In my machine learning class we learned:

$$\hat{y} = f(x;\theta, \theta_0) = \theta^T x + \theta_0$$

If we take our cost function/objective function to be $\sum_{i = 1}^{n} (y_i - (\theta_0 + \theta^T x_i))^2$...

Then looking for the best $\theta$ and $\theta_0$, we should get the same thing as we did for $a_0$ and $a_1$. So if we use the same cost function/objective as we do in Z-Score regression... then the two approaches are exactly the same?

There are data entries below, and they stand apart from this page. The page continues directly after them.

Issue #134, opened 2019-10-24
Remove usage of string.Substring and use Span API instead


gmanvel:
[JsonReaderExtensions.ReadValueAsTimeSpanDaprFormat](https://github.com/dapr/dotnet-sdk/blob/df58a98be9cfb5c7ea3b633be3ac2e28494c93cb/src/Dapr.Actors/JsonReaderExtensions.cs#L387) uses substrings to parse Dapr format TimeSpan string.
Change the method to make use of Span API.

PR #135, opened 2019-10-24
Move to using span slicing instead of string substrings

gmanvel:
# Description

Replaced string.Substring usage with Span API.

## Issue reference

https://github.com/dapr/dotnet-sdk/issues/134

## Checklist

* [x] Code compiles correctly
* [x] Created/updated tests

### DIFF
--- a/src/Dapr.Actors/JsonReaderExtensions.cs
+++ b/src/Dapr.Actors/JsonReaderExtensions.cs
@@ -394,25 +394,32 @@ namespace Dapr.Actors
             {
                 case JsonToken.String:
                     var valueString = (string)reader.Value;
+                    var spanOfValue = valueString.AsSpan();
                     try
                     {
                         // Change the value returned by Dapr runtime, so that it can be parsed with TimeSpan.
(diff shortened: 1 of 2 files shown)


src/Dapr.Actors/JsonReaderExtensions.cs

Is there something special about this? Is this question just non-sensical?Am I supposed to be able to gain some special insight between these two subjects(stats and ML)?

  • 4
    $\begingroup$ "z-score regression" is nonstandard terminology, we call it linear regression in stats too (and have for decades before the name "machine learning" appeared :)). Z-scores are these strange subjects that appear only in intro classes. $\endgroup$ Aug 21, 2022 at 16:43

1 Answer 1


I never heard the term “Z-score regression” before. What you are describing is linear regression. Your derivation shows a simple, closed-form solution for linear regression with one variable (aka simple linear regression), but you won't be able to use the correlation like this with more features in the model. The loss is squared error, as in linear regression.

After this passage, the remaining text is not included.